TNRD candidates talk acreage issues and road maintenance

Voting takes place Oct. 20

During Clearwater’s recent All Candidates Forum the two candidates for Thompson Nicola Regional District (TNRD) director Area A, Tim Pennell and Carol Schaffer, took questions from local residents on everything from the number of dwellings allowed on an acreage to road maintenance in Wells Gray Park.

The first question posed was whether either candidate would support a second dwelling on acreages of more than 10 to 20 acres, as there are current regulations on this issue.

A second dwelling is only allowed on such a property if it’s home to a parent or dependant, but after the dwelling is no longer in use, it has to be dismantled and taken down.

Schaffer, who is running for re-election of TNRD Area A, has lived in the North Thompson Valley since 1976 and has 33 years of experience in Clearwater’s court services as a court administer and justice of the peace.

Her answer to the question on dwellings was, “Yes I would support two dwellings on it. Right now, like you say, if there’s a family member on it, there’s allowed two dwellings and we’d have to look into why there’d have to be a second dwelling on there, but I would support it.”

Pennell, who’s held the position of TNRD director Area A in the past, counts his previous track record as an active director with such accomplishments as the rebuilding of three rural community halls and the construction of the Vavenby cell tower as part of his platform.

Regarding the issue of the number of dwellings on an acreage, he also supports the idea, saying, “I’m probably on record as having supported that in the past… so I have supported that… and I continue to do so.”

Another concern brought up at the forum was the problem of road maintenance in Wells Gray Park, with the resident who brought up the issue describing the potholes as historic.

Pennell admitted this has been a tough issue to tackle as it’s a provincial problem, and it’s been difficult to get provincial government to look at addressing it.

“BC Parks has been a tough issue to deal with on the roads, they keep saying no money, we’ve heard that over and over; constant lobbying at the provincial level and utilizing UBCM have been the normal way of doing it,” Pennell said, adding perhaps taking some of the people who make these decisions for a cruise on these roads might help get their attention, but essentially it’s out of the TNRD’s jurisdiction.

“Our hands are tied, all we can do is lobby and lobby some more; you have to work in cooperation with them, you can’t embarrass them, that just gets you nowhere—we’ve met several times with ministers over the years—it’s just banging our head against the wall, but we keep trying.”

Schaffer said she went to the Union of B.C. Municipalities earlier in the year and met with the minister responsible for roads, who agreed to another meeting with the TNRD and District of Clearwater to come up with a solution, though it might not happen in the near future.

“They promised they’d look at it,” Schaffer said.

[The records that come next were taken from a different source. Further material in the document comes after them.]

PR #2543, opened 2026-08-19

dfarrell07:

## Summary by CodeRabbit

- **Security**
  - Release container images are now signed using Sigstore Cosign, enabling signature verification after publication.
  - Cosign is securely verified and installed during the image-building process.
  - Release workflows now support the permissions and credentials required for keyless signing.
  - Checkout credentials are no longer retained after use.

- **Reliability**
  - Image signing and temporary release resources are cleaned up automatically.
  - Signing or authentication issues produce warnings without preventing the broader release process from completing.


package/Dockerfile.shipyard-dapper-base
```diff
@@ -95,6 +95,14 @@ RUN go -C /tools install github.com/golangci/golangci-lint/v2/cmd/golangci-lint
     find /go/bin -type f -executable -newercm /go \( -execdir upx ${UPX_LEVEL} {} \; -o -true \) && \
     go clean -cache -modcache && rm -rf /tools
 
+# cosign for signing released community images (not packaged in Fedora dnf).
+ARG COSIGN_VERSION=v3.1.3
+RUN curl -sSfL "https://github.com/sigstore/cosign/releases/download/${COSIGN_VERSION}/cosign-linux-${ARCH}" -o /usr/local/bin/cosign && \
+    curl -sSfL "https://github.com/sigstore/cosign/releases/download/${COSIGN_VERSION}/cosign_checksums.txt" -o /tmp/cosign_checksums.txt && \
+    grep "cosign-linux-${ARCH}$" /tmp/cosign_checksums.txt | sed "s#cosign-linux-${ARCH}#/usr/local/bin/cosign#" | sha256sum -c - && \
```
skitt, line 102: This downloads the checksum and binary from the same source, which means the checksum only protects against undetected partial downloads, and those should result in a `curl` error anyway.

The correct validation process is described [in the cosign installation guide](https://docs.sigstore.dev/cosign/system_config/installation/#verifying-cosign-releases).

Note that if we trust the Go compiler, then adding `cosign` as a Go dependency would provide source-level authentication (using `go.sum`) and allow any fixes in the Go compiler to be applied without waiting for a new `cosign` release.

skitt (changes requested):

package/Dockerfile.shipyard-dapper-base
dfarrell07: Went with the first option (cosign's documented TUF-based artifact-key verification), not the go.sum route. Prototyped that one first, but cosign pulls a huge dependency tree (AWS/Azure/GCP/Alibaba KMS clients) and forces this branch's Go toolchain from 1.25 to 1.26, which isn't safe on a stable release branch.

The new step: fetches Sigstore's TUF root (pinned by hash, since it's an immutable root_history/ entry), uses it to get the real artifact public key from tuf-repo-cdn.sigstore.dev independent of the GitHub release, verifies the release's -kms.sigstore.json bundle against the binary with openssl dgst -verify, then runs cosign verify-blob --bundle per the docs to check Rekor log-inclusion. Diffed it line-by-line against the current docs page and it's a faithful match. Tested with a real docker build --no-cache on all 8 branches, not just this one. Pushed.

skitt (approved):

PR #2544, opened 2026-08-19

dfarrell07:


skitt (changes requested):
See #2543

dfarrell07:
Same fix as #2543 (TUF-based cosign verification, replacing the same-source checksum). See that PR for the full discussion. Pushed here too.

skitt (approved):

PR #2550, opened 2026-08-19
Print debug trace commands without eval

dfarrell07:
debug_functions ran `eval echo "$BASH_COMMAND"` to expand each traced
command before printing it. With DEBUG_PRINT=true that expanded any
variable in the command, leaking $QUAY_USERNAME (and any other inherited
secret) into the release trace, and re-executing command substitutions.

Print $BASH_COMMAND verbatim instead: no expansion, no re-execution.
Ordinary commands are still traced; only literal $VAR tokens differ.

Follow-up to FIND-007 (the render_template eval, PR 7); different file
and mechanism, tracked separately.

## Summary by CodeRabbit

- **Bug Fixes**
  - Debug traces now print commands verbatim without expanding embedded variables.
  - Sensitive values stored in shell variables are no longer exposed in debug output.


skitt (changes requested):
The change is OK but the explanation mentions command substitutions, which were already avoided (at least, those using `$()` and not backticks, but our shell linting is supposed to prevent the latter).

Please fix the commit message.

dfarrell07:
Fair point, the commit message overstated it. Reworded to drop the re-executing command substitutions framing. The actual justification is the eval echo "$BASH_COMMAND" leaking secrets like $QUAY_USERNAME via variable expansion, which is what's fixed. Pushed.

skitt (approved):

PR #2551, opened 2026-08-19
Print debug trace commands without eval

dfarrell07:
debug_functions ran `eval echo "$BASH_COMMAND"` to expand each traced
command before printing it. With DEBUG_PRINT=true that expanded any
variable in the command, leaking $QUAY_USERNAME (and any other inherited
secret) into the release trace, and re-executing command substitutions.

Print $BASH_COMMAND verbatim instead: no expansion, no re-execution.
Ordinary commands are still traced; only literal $VAR tokens differ.

Follow-up to FIND-007 (the render_template eval, PR 7); different file
and mechanism, tracked separately.


skitt (changes requested):
See #2550

dfarrell07:
Same fix as #2550 (commit message reworded). See that PR for the full discussion. Pushed here too.

skitt (approved):

PR #2558, opened 2026-08-19
Replace eval-based rendering with envsubst

dfarrell07:
render_template ran `eval` on template file contents, executing any shell in a
template or in a substituted value (CWE-95). Replace it with envsubst restricted
to an explicit allow-list, run in a subshell so only those vars are exported —
inherited Dapper secrets can never reach rendered output.

envsubst substitutes only scalar env vars, so install_subm pre-resolves CIDR
associative-array subscripts to scalars and bundle/submariner.yaml is updated to
match. Other rendered templates (bundle/broker.yaml, the kind configs, and where
present sm-global-cm.yaml) also drop eval-only quote escaping so envsubst output
stays byte/YAML-equivalent to the old eval rendering for all templates.

**Note:** render_template is baked into shipyard-dapper-base; effective only after
this branch's image is rebuilt and republished (gettext-envsubst provides envsubst).

## Summary by CodeRabbit

* **Bug Fixes**
  * Improved deployment template rendering so network and cluster settings are populated reliably.
  * Prevented unrelated environment secrets from being unintentionally included in generated configuration.
  * Corrected registry and YAML quoting across cluster configurations.
  * Fixed configuration substitutions for broker, Submariner, namespace, image, and version settings.

* **Chores**
  * Added environment-substitution support to the deployment image.


skitt (changes requested):
See #2565

dfarrell07:
Same fix as #2565 (commit message reworded, envsubst line simplified). See that PR for the full discussion. Pushed here too.

tpantelis (approved):

tpantelis:
@coderabbitai approve

skitt (approved):

PR #506, opened 2024-02-21
Add post buff hook

erickgalinkin:
Add untransform to buffs.base (placeholder) and low_resource_languages.py. Add post_buff_hook state tracking in Probe base class to flag the need to call _postprocess_buff, which calls buff.untransform on the attempt.

### DIFF
--- a/garak/buffs/base.py
+++ b/garak/buffs/base.py
@@ -36,6 +36,7 @@ class Buff:
     def __init__(self) -> None:
         module = self.__class__.__module__.replace("garak.buffs.", "")
         self.fullname = f"{module}.{self.__class__.__name__}"
+        self.post_buff_hook = False
         print(
             f"🦾 loading {Style.BRIGHT}{Fore.LIGHTGREEN_EX}buff: {Style.RESET_ALL}{self.fullname}"
         )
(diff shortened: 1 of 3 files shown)


garak/buffs/base.py
```diff
@@ -72,6 +73,12 @@ def transform(
         """attempt copying is handled elsewhere. isn't that nice"""
         yield self._derive_new_attempt(attempt)
 
+    def untransform(
+        self, attempt: garak.attempt.Attempt
+    ) -> garak.attempt.Attempt:
+        """Only necessary if buff requires a post buff hook"""
+        pass
```
leondz, line 80: seeing as post_buff_hook gates calling untransform, how do you feel about raising a `NotImplementedError` here, or returning  `attempt`?

garak/probes/base.py
```diff
@@ -70,12 +71,21 @@ def _buff_hook(
             return attempts
         buffed_attempts = []
         for buff in _config.transient.buff_instances:
+            if buff.post_buff_hook:
+                self.post_buff_hook = True
```
leondz, line 75: is the behavior to call untransform for all buffs, as soon as one with post_buff_hook asserted is encountered?

erickgalinkin: There's probably a more efficient way to do this, but I don't know what it is.

leondz (approved):
lgtm

PR #537, opened 2024-03-01
Fix AutoDAN issues

erickgalinkin:
Remove duplicate files. Fix openai errors. Correct path to prompts in dan.py.


erickgalinkin:
> I get the feeling this code is to be called directly, outside of garak, is that right?

Once we make the broader changes to the probe class, I'll expose this in a TAPProbe-like format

“We did have one meeting with them and they talked about wildfires instead of what we wanted to talk about; that’s why we went back down to the provincial government, to speak with them, so we could get something done about the park roads and the trails.”

Another question posed to the TNRD candidates involved pursuing UNESCO Global Geopark status for Wells Gray Park, which would make it a unified area that furthers the protection and use of its geological heritage, and also help the well-being of the people who live in the area.

Answers from both candidates didn’t sound hopeful, however.

“When Geoparks were proposed, I did put out a lot of information—I put it in stores and libraries in our area, but it wasn’t very well-received and right now the TNRD has put it to bed for at least 25 years,” Schaffer said to audible gasps and whispers from the audience.

Pennell said he’s been involved with the idea of Geoparks since it was first brought up, and while trying to gather information about it, had a hard time getting answers to some of the important questions, so he was never able to make a final decision on the topic.

“I don’t think the people in the area feel quite strongly about it at this point, so spending more funds on it, I don’t think would be viable,” he added.

“That said, if there was a large group that came to me, and I mean larger than just a dozen people, I would be willing to look at it again. Just because the TNRD says it’s put to bed, doesn’t mean it’s put to bed—we’ve seen how things change with the politician in office, but it’s something that if there was a real want from the community, and that’s the only way it’ll be successful, then it would be looked at.”